Acordam no Tribunal da Relação de Coimbra: I. J (…) intentou, no Tribunal Judicial da Comarca da Nazaré, a presente acção declarativa comum contra C (…), pedindo que seja declarada e reconhecida a existência de total divergência entre as declarações emitidas por A. e Ré, na escritura de compra e venda de 19.6.2008 (que melhor identificou) e a sua vontade real [a)], que essa escritura seja declarada nula “com todas as consequências legais” [b)] e seja ordenado o cancelamento de todos os registos a favor da Ré [c)].

Alegou, em síntese: em Novembro de 1995, A. e Ré começaram a viver juntos, sendo que, desde 1996, o passaram a fazer na Rua (...) , n.º 5, 1º andar, Nazaré; à data, esse imóvel pertencia ao A., a seu pai e a seu irmão, por sucessão hereditária aberta por óbito de sua mãe; em 05.11.2004, a referida fracção foi adjudicada ao A; ao longo da vida em comum, A. e Ré contraíram vários empréstimos, sendo que a situação financeira do casal se foi degradando, pelo que se viram na necessidade de recorrer a um empréstimo em condições mais favoráveis; como o A., à época, não tinha a sua situação fiscal e perante a Segurança Social regularizada, tomaram a decisão de aquele “fazer uma venda simulada da casa de morada de família” à Ré, para que esta pudesse contrair um empréstimo à habitação, no valor de € 85 000 e, dessa forma, poderem liquidar todos os empréstimos que ambos tinham contraído, pelo que, em 19.6.2008, celebraram uma escritura de compra e venda do imóvel, sem que o então por ambos declarado correspondesse às respectivas vontades e sem que tenha havido qualquer contraprestação monetária da Ré para com o A.; aquela obteve, assim, junto da Caixa Geral de Depósitos (CGD) um empréstimo no valor de € 85 000; A. e Ré liquidaram, com aquele dinheiro, outros empréstimos que “haviam contraído em proveito comum” e combinaram que, logo que liquidassem o empréstimo junto da CGD, o imóvel em causa voltaria à titularidade do A.; contrariamente ao acordado, após ruptura da vida em comum, a Ré encetou diligências para a venda a terceiro daquele imóvel.

A Ré contestou, impugnando parte dos factos alegados pelo A. e defendendo que o negócio realizado correspondeu à vontade das partes; em sede de reconvenção, invocou a existência de determinadas dívidas do A. para consigo.

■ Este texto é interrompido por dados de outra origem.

PR #2979, opened 2020-12-28
Fix incorrect databaseUrl in Functions emulator

### LINKED ISSUE #2965: Hosting emulator uses a different RTDB instance from Functions and Database emulators.

**firebase-tools:**
9.1.0

**Platform:** Raspbian
Linux raspberrypi 5.4.79-v7l+

### [REQUIRED] Test case

functions/index.js

```js
const admin = require("firebase-admin");

admin.initializeApp();

exports.addMessage = functions.https.onRequest(async (req, res) => {
    const original = req.query.text;
    const messageRef = await admin.database().ref('/messages').push();
    await messageRef.set({original: original});
    res.json({result: `Message with ID: ${messageRef.key} added.`});
  });
```

public/index.html
[database-debug.log](https://github.com/firebase/firebase-tools/files/5740506/database-debug.log)
[firebase-debug.log](https://github.com/firebase/firebase-tools/files/5740507/firebase-debug.log)
[pubsub-debug.log](https://github.com/firebase/firebase-tools/files/5740508/pubsub-debug.log)
[ui-debug.log](https://github.com/firebase/firebase-tools/files/5740509/ui-debug.log)

```html
<html>
<head>
  <meta charset="utf-8">
  <title>DB Instance Name Bug</title>
  <script defer src="/__/firebase/8.2.1/firebase-app.js"></script>
  <script defer src="/__/firebase/8.2.1/firebase-database.js"></script>
  <script defer src="/__/firebase/init.js?useEmulator=true"></script>
</head>

<body>
  <script>
    document.addEventListener('DOMContentLoaded', function () {
      firebase.database().ref('/messages').once('value').then(
        (snapshot) => console.log(snapshot.val()),
        (error) => console.log(error)
      );
    });
  </script>
</body>
</html>
```

1. Create a new project in the Firebase console.
2. Make a new local directory for the project with `firebase init`.
   A. Select the project from (1). 
   B. Select database, hosting, emulators.
   C. Accept all defaults.
3. Create public/index.html and functions/index.js as above
4. Run `firebase emulators:start`
5. Invoke the addMessage function: curl http://localhost:5001/*project-id*/us-central1/addMessage?text=test
6. Load the hosted website: `http://localhost:5000/`

All three emulators, Functions, Database, and Hosting should all refer to the same instance.

When the page is loaded in (6), an object with the message from (5) should be logged to the console. 

I have verified that this project works as intended when deployed to production.

The Functions emulator and the Database emulator both use http://localhost:9000?ns=*project-id*, but the Hosting emulator connects to ws://localhost:9000/.ws?v=5&ns=*project-id*-default-rtdb 

The Hosting emulator uses a database with the "-default-rtdb" suffix, while the other two emulators do not use that suffix.

When the page is loaded in (6), a "null" is logged to the console.

After loading the page, the database emulator shows two databases, one with and one without the "-default-rtdb" suffix.

samtstern:
### Description

Fixes #2965

Due to the new location support in Realtime Database it is no longer safe to assume that `https://<PROJECT-ID>.firebaseio.com` is the default RTDB instance location.  This PR uses the `getAdminSdkConfig` REST endpoint to fetch the real database URL and pass it down to the Functions emulator.

In order to make this behavior work offline there are two fallbacks:

  - Successful fetches populate a local cache which can be used when offline.
  - If the cache is empty we can try and guess the Admin SDK config using the old (and not so good) method.

This fallback behavior is based on what we do with web config in the Hosting emulator. 

### Scenarios Tested

See the setup in https://github.com/firebase/firebase-tools/issues/2965.  I created a brand new project and created the defalt RTDB through `firebase init`.

First add a message using the Cloud Function:
```
$ http http://localhost:5001/fir-tools-2965/us-central1/addMessage?text="hello"
HTTP/1.1 200 OK
connection: keep-alive
content-length: 57
content-type: application/json; charset=utf-8
date: Mon, 28 Dec 2020 18:14:23 GMT
etag: W/"39-bGCJNRIDTzsIri/GyVcXPXLVrbs"
x-powered-by: Express

{
    "result": "Message with ID: -MPeYivLKiIxoGNp2Eil added."
}
```

I can see that the data goes to the right place in the Emulator UI:
Screen Shot 2020-12-28 at 6 15 19 PM

Finally if I load the hosting emulator I can see the correct logs:
Screen Shot 2020-12-28 at 6 16 21 PM

### Sample Commands

N/A

### DIFF
--- a/src/emulator/functionsEmulatorRuntime.ts
+++ b/src/emulator/functionsEmulatorRuntime.ts
@@ -663,7 +663,7 @@ async function initializeEnvironmentalVariables(frb: FunctionsRuntimeBundle): Pr
       ns = asUrl.hostname.split(".")[0];
     }
 
-    emulatedDatabaseURL = `http://${formatHost(frb.emulators.database)}?ns=${ns}`;
+    emulatedDatabaseURL = `http://${formatHost(frb.emulators.database)}/?ns=${ns}`;
   }
 
   process.env.FIREBASE_CONFIG = JSON.stringify({
--- a/src/emulator/functionsEmulatorRuntime.ts
+++ b/src/emulator/functionsEmulatorRuntime.ts
@@ -654,20 +654,22 @@ async function initializeEnvironmentalVariables(frb: FunctionsRuntimeBundle): Pr
   const functionsGt380 = compareVersionStrings(functionsResolution.version, "3.8.0") >= 0;
   let emulatedDatabaseURL = undefined;
   if (frb.emulators.database && functionsGt380) {
-    emulatedDatabaseURL = `http://${formatHost(frb.emulators.database)}?ns=${
-      process.env.GCLOUD_PROJECT
-    }`;
+    // Database URL will look like one of:
+    //  - https://${namespace}.firebaseio.com
+    //  - https://${namespace}.${location}.firebasedatabase.app
+    let ns = frb.projectId;
+    if (frb.adminSdkConfig.databaseURL) {
+      const asUrl = new URL(frb.adminSdkConfig.databaseURL);
+      ns = asUrl.hostname.split(".")[0];
+    }
+
+    emulatedDatabaseURL = `http://${formatHost(frb.emulators.database)}?ns=${ns}`;
   }
 
-  // Do our best to provide reasonable FIREBASE_CONFIG, based on firebase-functions implementation
-  // https://github.com/firebase/firebase-functions/blob/59d6a7e056a7244e700dc7b6a180e25b38b647fd/src/setup.ts#L45
   process.env.FIREBASE_CONFIG = JSON.stringify({
-    databaseURL:
-      process.env.DATABASE_URL ||
-      emulatedDatabaseURL ||
-      `https://${process.env.GCLOUD_PROJECT}.firebaseio.com`,
-    storageBucket: process.env.STORAGE_BUCKET_URL || `${process.env.GCLOUD_PROJECT}.appspot.com`,
-    projectId: process.env.GCLOUD_PROJECT,
+    storageBucket: frb.adminSdkConfig.storageBucket,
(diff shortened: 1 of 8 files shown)


src/emulator/functionsEmulatorRuntime.ts
```diff
@@ -654,20 +654,22 @@ async function initializeEnvironmentalVariables(frb: FunctionsRuntimeBundle): Pr
...
+    // Database URL will look like one of:
+    //  - https://${namespace}.firebaseio.com
+    //  - https://${namespace}.${location}.firebasedatabase.app
+    let ns = frb.projectId;
+    if (frb.adminSdkConfig.databaseURL) {
+      const asUrl = new URL(frb.adminSdkConfig.databaseURL);
+      ns = asUrl.hostname.split(".")[0];
+    }
+
+    emulatedDatabaseURL = `http://${formatHost(frb.emulators.database)}?ns=${ns}`;
```
yuchenshi, line 666:
```suggestion
    emulatedDatabaseURL = `http://${formatHost(frb.emulators.database)}/?ns=${ns}`;
```

yuchenshi (approved):

cjam:
@samtstern I recently updated the tools locally and found that I cant get my local database rules to apply to the correct instance anymore.  I have my `database.rules.json` which automatically gets applied to `projectId` but now the actual database instance id is pulled in from the cloud.  How do I configure the local database rules / firebase.json so that the rules apply to this database instance?

samtstern:
@cjam can you file a new issue about this and explain in a little more detail?  Definitely sounds like a bug.

cjam:
@samtstern I can.  I'm a bit busy at the moment to create all of the required details for the bug report but I'll try and get to it in the next few days.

Terminou pugnando pela improcedência da acção e, para a hipótese de procedência, pediu[1] a condenação do A. a reconhecer a existência das dívidas para com a Ré nos valores de € 40 000 (recebidos a título de sinal e princípio de pagamento), € 85 000 (recebidos no acto da escritura de compra e venda de 19.6.2008) e € 37 000 (benfeitorias realizadas no imóvel e suportadas pela Ré), e bem assim a condenação do A. a pagar-lhe essas quantias, os “juros às taxa praticada pela CGD e referida no contrato de mútuo celebrado com a Ré” e as “despesas de antecipação contratual que a referida CGD venha a cobrar”.

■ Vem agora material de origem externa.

PR #3010, opened 2021-01-08
upgrade prettier

bkendall:
### Description

*Note, this will follow the `eslint` upgrade PR*

upgrade `prettier` and apply the formatter to the codebase. cleaned up the config as well to remove values that are now defaults.

I think the thing that's the biggest change is that `function()` is now `function ()`. This _only_ is true for anonymous functions using the `function` keyword - arrow functions don't require this 'cause arrow functions are better anyway.


yuchenshi (approved):
Rubber stamp

bkendall:
(hmmm... chose to rebase against master and force-push instead of merging (since I couldn't do it automatically in the UI). not sure how I feel about that, but there it is)

PR #3019, opened 2021-01-12
update GH action versions

bkendall:
### Description

Updating the GH action versions of:
- checkout
- setup-node
- cache


joehan (approved):
LGTM if all the CI passes

PR #3024, opened 2021-01-12
Catch auth channel update on channel deletion

bkendall:
### Description

When we delete channels, if we are unable to update the authorized domains list, we should catch the error and continue, like we do on create.

While I'm here, migrating the api file to apiv2.

### Scenarios Tested

- `hosting:channel:delete` after both a `create` and `deploy` workflow.

### DIFF
--- a/src/gcp/auth.ts
+++ b/src/gcp/auth.ts
@@ -1,24 +1,34 @@
-import * as api from "../api";
+import { Client } from "../apiv2";
+import { identityOrigin } from "../api";
 
+const apiClient = new Client({ urlPrefix: identityOrigin, auth: true });
+
+/**
+ * Returns the list of authorized domains.
+ * @param project project identifier.
+ * @return authorized domains.
+ */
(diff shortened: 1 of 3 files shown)


src/gcp/auth.ts
```diff
@@ -1,24 +1,34 @@
...
 export async function getAuthDomains(project: string): Promise<string[]> {
-  const res = await api.request("GET", `/admin/v2/projects/${project}/config`, {
-    auth: true,
-    origin: api.identityOrigin,
-  });
-  return res?.body?.authorizedDomains;
+  const res = await apiClient.get<{ authorizedDomains: string[] }>(
+    `/admin/v2/projects/${project}/config`
+  );
+  return res.body.authorizedDomains;
```
dahliasalem, line 15: Nice, I forgot we can just catch the error instead of using optional chains

dahliasalem (approved):

PR #3610, opened 2021-07-27
fix:  auth_time emulator behavior should match production (auth_time is now set to user's last sign in time). (#3608)

### LINKED ISSUE #3608: auth_time doesn't match user's lastSignInTime (always matches iat instead)
### [REQUIRED] Describe your environment

- Operating System version: Windows 10 Home Version 20H2, Build 19042.1052
- Browser version: Chrome Version 91.0.4472.164 (64-bit)
- Firebase SDK version: firebase 9.0.0-beta.6
- Firebase Product: Firestore Emulator, Database Emulator, Storage Emulator

### [REQUIRED] Describe the problem

According to the documentation, auth_time should match the user's last sign in time, and iat should match the time this token was issued. This means auth_time should only be updated once, when the user signed in, and iat should change every hour when a new token is issued. This is not the case however. Despite what the documentation says, auth_time changes every hour at the same time as iat. This means auth_time always matches iat, and can't be used in security rules to check the time the user last signed in

https://firebase.google.com/docs/reference/admin/node/admin.auth.DecodedIdToken#auth_time

#### Steps to reproduce:
1. Create the following firestore.rules file
```
rules_version = '2';
service cloud.firestore {
    allow read, write: if request.auth != null && request.auth.token.auth_time < request.auth.token.iat;
  }
}
```
2. Use ```npm run serve``` to run the new rules in your local emulators
3. Sign in as a user on your client app.

#### Expected Result:

All reads and writes should fail for about the first hour. But after an hour has passed (and firebase has automatically issued the user a new token) the reads and writes should start succeeding

#### Actual Result:

All reads and writes fail forever. This is because auth_time always changes in lock-step with iat, despite the documentation saying that auth_time should remain stable after login and only iat should change every hour.

lovelle-cardoso:
### Description

Fixes #3608 so that emulator sets auth_time the same way production does (auth_time should match lastLoginAt in seconds)

### Scenarios Tested

Added unit test to src/test/emulators/auth/misc.spec.ts called `"should populate auth_time to match lastLoginAt (in seconds since epoch)"`

This unit test...
1. Registers a user
2. Exchanges a refresh token for a new token
3. Checks that the new token's auth_time matches the user's lastLoginAt in seconds.

### DIFF
--- a/CHANGELOG.md
+++ b/CHANGELOG.md
@@ -1,2 +1,3 @@
+- Makes auth_time emulator behavior match production (auth_time is now set to user's last sign in time). (#3608)
 - Fixes Auth Emulator errors when importing many users. (#3577)
 - Fixes support for `--except` flag when used for deploying Hosting. (#3397)
--- a/src/emulator/auth/operations.ts
+++ b/src/emulator/auth/operations.ts
@@ -1726,7 +1726,11 @@ function generateJwt(
     // This field is only set for anonymous sign-in but not for any other
     // provider (such as email or Google) in production. Let's match that.
     provider_id: signInProvider === "anonymous" ? signInProvider : undefined,
-    auth_time: toUnixTimestamp(new Date()),
+    auth_time: user.lastLoginAt
+      ? toUnixTimestamp(new Date(user.lastLoginAt))
+      : user.lastRefreshAt
+      ? toUnixTimestamp(new Date(user.lastRefreshAt))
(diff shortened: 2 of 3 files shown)


lovelle-cardoso:
@googlebot I signed it!

lovelle-cardoso:
My commit author wasn't correct. So I fixed it here: https://github.com/firebase/firebase-tools/pull/3611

O A. replicou - concluiu pela inadmissibilidade da reconvenção (ou pela sua improcedência) e como na petição inicial.

Foi proferido despacho saneador e seleccionada a matéria de facto (assente e controvertida).

Entretanto, o A. veio arguir a “excepção da ilegitimidade passiva por preterição de litisconsórcio necessário natural”, visando a sua notificação “para vir aos autos deduzir incidente de intervenção principal provocada” da CGD (na qualidade de “credor hipotecário”), pretensão que, por “completamente despida de fundamento legal”, veio a ser indeferida por despacho de 15.5.2015.

Realizada a audiência de julgamento, a Mm.ª Juíza a quo, por sentença de 08.7.2015, julgou a acção improcedente, absolvendo a Ré dos pedidos formulados pelo A., e considerou prejudicado o conhecimento da reconvenção.

Inconformado, o A. interpôs a presente apelação, formulando as seguintes conclusões: (…) A Ré respondeu à alegação concluindo pela improcedência do recurso.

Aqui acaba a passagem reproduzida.